- Born: January 23, 1959 (age 67)
- Occupations: Businessman and politician

= Khalid Al Maskati =

Bahraini businessman and politician

Khalid Al Maskati (خالد المسقطي, ) is a Bahraini businessman and politician. He became a member of the Shura Council in 2002.

==Career==
Al Maskati was born in Manama on January 23, 1959. He went to Lebanon in 1974 to study at the American University of Beirut but left it shortly when the Lebanese Civil War started. He traveled to the United States and obtained his Bachelor of Business Administration with a concentration in Industrial Management from Texas Tech University, graduating in 1979 with honors.
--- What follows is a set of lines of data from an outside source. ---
PR #203, opened 2025-04-11
Feat: Gather Data

dominik737:
## Purpose
Addition of `GatherData` node. The node can by default gather number of `NNData` specified by the length of `dai.ImgDetections.detections` with the same (or in tolerance) timestamp. The node can be used a n-stage sync.

## Specification

The `GatherData` node and the related tests are added. The `getAll` method was added to the mock `Queue`. The mock `Queue.send` was changed such that the Infinite queues work as FIFO not LIFO. This makes the items in the Queue being cycled, instead of the last inserted being always returned.

The change of the mock `Queue` to FIFO could change behavior of dependent tests.

## Deployment Plan
None / not applicable

## Testing & Validation
The tests for `GatherData` were made and are passing.


tests/unittests/test_nodes/test_threaded_host_nodes/test_gather_data.py
```diff
@@ -0,0 +1,236 @@
...
+    reference_timestamp,
+    tolerance,
+    duration,
+):
+    gather_data = setup_gather_data_node(
+        generator=gather_data_generator, fps=fps, duration=duration
+    )
+
+    data_items = [nn_data_in_tolerance, nn_data_in_tolerance, nn_data_out_of_tolerance]
+    results = send_data_and_run(
```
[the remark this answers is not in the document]
kkeroo: + lets add `_node` to the filename (`test_gather_data_node.py`) so stability tests can pick it up.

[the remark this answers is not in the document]
dominik737: > I see a potential problem in this approach where we first run the node and collect all the messages and when the node stops we check the msgs. If we run the tests with duration of 7 days we will get OOM. So its best to check messages on-the-fly.

That's right if you ran it for 7 days you could get OOM. The problem I had with the approach that was there is it was really dirty. The test structure should be BUILD-OPERATE-CHECK, or should at least resemble of that. If you weasel in some lambda with validation it's extremely hard to read and very unusual that inside operate you also perform check.

Why do we run these tests with `InfinityQueues` for `x` amount of time? I don't think anything could change to the logic overtime. We mock all the device components. We will not catch any device instability. Those are just plain unit tests of our Python code.

depthai_nodes/message/gathered_data.py
```diff
@@ -0,0 +1,67 @@
...
+        self.gathered = gathered
+
+    @property
+    def reference_data(self) -> TReference:
+        """Returns the reference data.
+
+        @return: Reference data.
+        @rtype: TReference
+        """
+        return self._reference_data
```
jkbmrz, line 34: Should this be `self.reference_data` (without the "_" prefix), as defined in the `__init__`?

depthai_nodes/message/gathered_data.py
```diff
@@ -0,0 +1,67 @@
...
+        self._reference_data = value
+
+    @property
+    def gathered(self) -> List[TGathered]:
+        """Returns the collected data.
+
+        @return: List of collected data.
+        @rtype: List[TGathered]
+        """
+        return self._gathered
```
jkbmrz, line 55: same as the comment above

depthai_nodes/message/gathered_data.py
```diff
@@ -0,0 +1,67 @@
+from typing import Generic, List, TypeVar
+
+import depthai as dai
+
+TReference = TypeVar("TReference", bound=dai.Buffer)
+TGathered = TypeVar("TGathered")
+
+
+class GatheredData(dai.Buffer, Generic[TReference, TGathered]):
+    """A class for gathered number of data and the reference data on which the data was
```
aljazkonec1, line 10: Could we rephrase this a bit? Its not informative when you first read it. Could just add aditional information like: "It gathers N messages based on a reference message" or something similar.

tests/unittests/test_nodes/test_threaded_host_nodes/test_gather_data.py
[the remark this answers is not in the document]
kkeroo: > Why is it necessary to name the file with suffix node? Its not a good name for the test file. The test file is in folder test_threaded_host_nodes. It's really evident that inside are tests for threaded host nodes.

Because we have also test files for some classes that are not nodes, e.g `host_spatial_calc`, and we dont need to run them in stability tests. We want to leave them out to not spawn another 7-days-long test on the testbed.

> Why do we run these tests with InfinityQueues for x amount of time? I don't think anything could change to the logic overtime. We mock all the device components. We will not catch any device instability. Those are just plain unit tests of our Python code.

Yes hopefully it doesnt, but this this is used for the stability tests where we want to assure that our nodes can run forever and not have some internal arrays, lists etc. that could fill up after long time or something else. So, with `InfinityQueue` we simulate this long running.

> We will not catch any device instability.

Its not about device instability but rather the nodes instability.

depthai_nodes/node/gather_data.py
```diff
@@ -0,0 +1,215 @@
...
+    @staticmethod
+    def _default_wait_count_fn(reference: TReference) -> int:
+        assert isinstance(reference, HasDetections)
+        return len(reference.detections)
+
+    def build(
+        self,
+        camera_fps: int,
+        wait_count_fn: Callable[[TReference], int] = _default_wait_count_fn,
+    ) -> "GatherData[TReference, TGathered]":
```
aljazkonec1, line 72: Add docstring with explanation on how and what to set for `wait_count_fn`

jkbmrz (approved):
Generally LGTM, just adding two small comments

depthai_nodes/node/gather_data.py
```diff
@@ -0,0 +1,215 @@
...
+
+TReference = TypeVar("TReference", bound=dai.Buffer)
+TGathered = TypeVar("TGathered", bound=dai.Buffer)
+
+
+class GatherData(dai.node.ThreadedHostNode, Generic[TReference, TGathered]):
+    FPS_TOLERANCE_DIVISOR = 2.0
+    INPUT_CHECKS_PER_FPS = 100
+    """A class for gathering data. By default gathers n of dai.NNData where n is number
+    of dai.ImgDetection objects in dai.ImgDetections.
```
aljazkonec1, line 34: Not necessarily dai.Imgdetection objects. I would rewrite and add more precise description of what the node does. Eg. Mention it waits for exactly n messages based on reference_data. To determine n, wait_count_fn function is used, by default set to num detections. When all n messages are collected, all messages and reference messages with a lower timestamp are dropped.

aljazkonec1 (commented):
Overall the logic is the same as in previous PR and is good. Left some small comments on the docstrings.

tests/unittests/test_nodes/test_threaded_host_nodes/test_gather_data.py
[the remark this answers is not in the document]
dominik737: > Yes hopefully it doesnt, but this this is used for the stability tests where we want to assure that our nodes can run forever and not have some internal arrays, lists etc. that could fill up after long time or something else.

Okay, that makes sense. I'll think about how could this be tackled.

depthai_nodes/message/gathered_data.py
jkbmrz: You are right, my bad. Just wanted to point out that we return here a private variable (`self._reference_data`) which isn't the same as the one defined in the `__init__` (`self.reference_data`). I guess that we want to have them the same - both private or not - right?

tests/unittests/test_nodes/test_threaded_host_nodes/test_gather_data.py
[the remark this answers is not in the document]
dominik737: I've transformed the code to use lambdas to not block this PR. But I think that the refactoring of the mechanism that the long running tests are implemented/approached should be performed.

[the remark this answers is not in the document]
dominik737: Also I've added the `_node` suffix. That's also an area for potential improvement. It's very unclear to the developer that he should add redundant suffix.

depthai_nodes/message/gathered_data.py
dominik737: Not sure whether I fully understand what you mean. There is public property and private backing variable. In the constructor I'm setting the property to use the validation that is connected to the property.

depthai_nodes/message/gathered_data.py
dominik737: Sure, I can rephrase. I'm proposing `Contains N messages and reference data that the messages were matched with.`. What do you think? Keep in mind the message is not doing any gathering, thus I'd like to avoid the `It gathers` phrasing.

kkeroo (approved):
LGTM

depthai_nodes/message/gathered_data.py
aljazkonec1: Yes sounds good

aljazkonec1 (approved):
LGTM, just the last docstring update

He entered the private sector, becoming the vice-chairman of the Board of Directors of Maskati Brothers & Company (MBCO). In addition, he has served on the boards of directors of the following companies:
- Hussein Mahdi Al Maskati & Sons
- Maskati Commercial Services
- Bahrain Training Institute
- Royal Humanitarian Foundation
- Trafco
- Bahrain Water Plant
- Central Bank of Bahrain
- Gulf Union Insurance & Reinsurance Company
He also served as a local managing director for United Paper Industries. He was first appointed to the Shura Council in 1996, serving until 2000 but returning in 2002.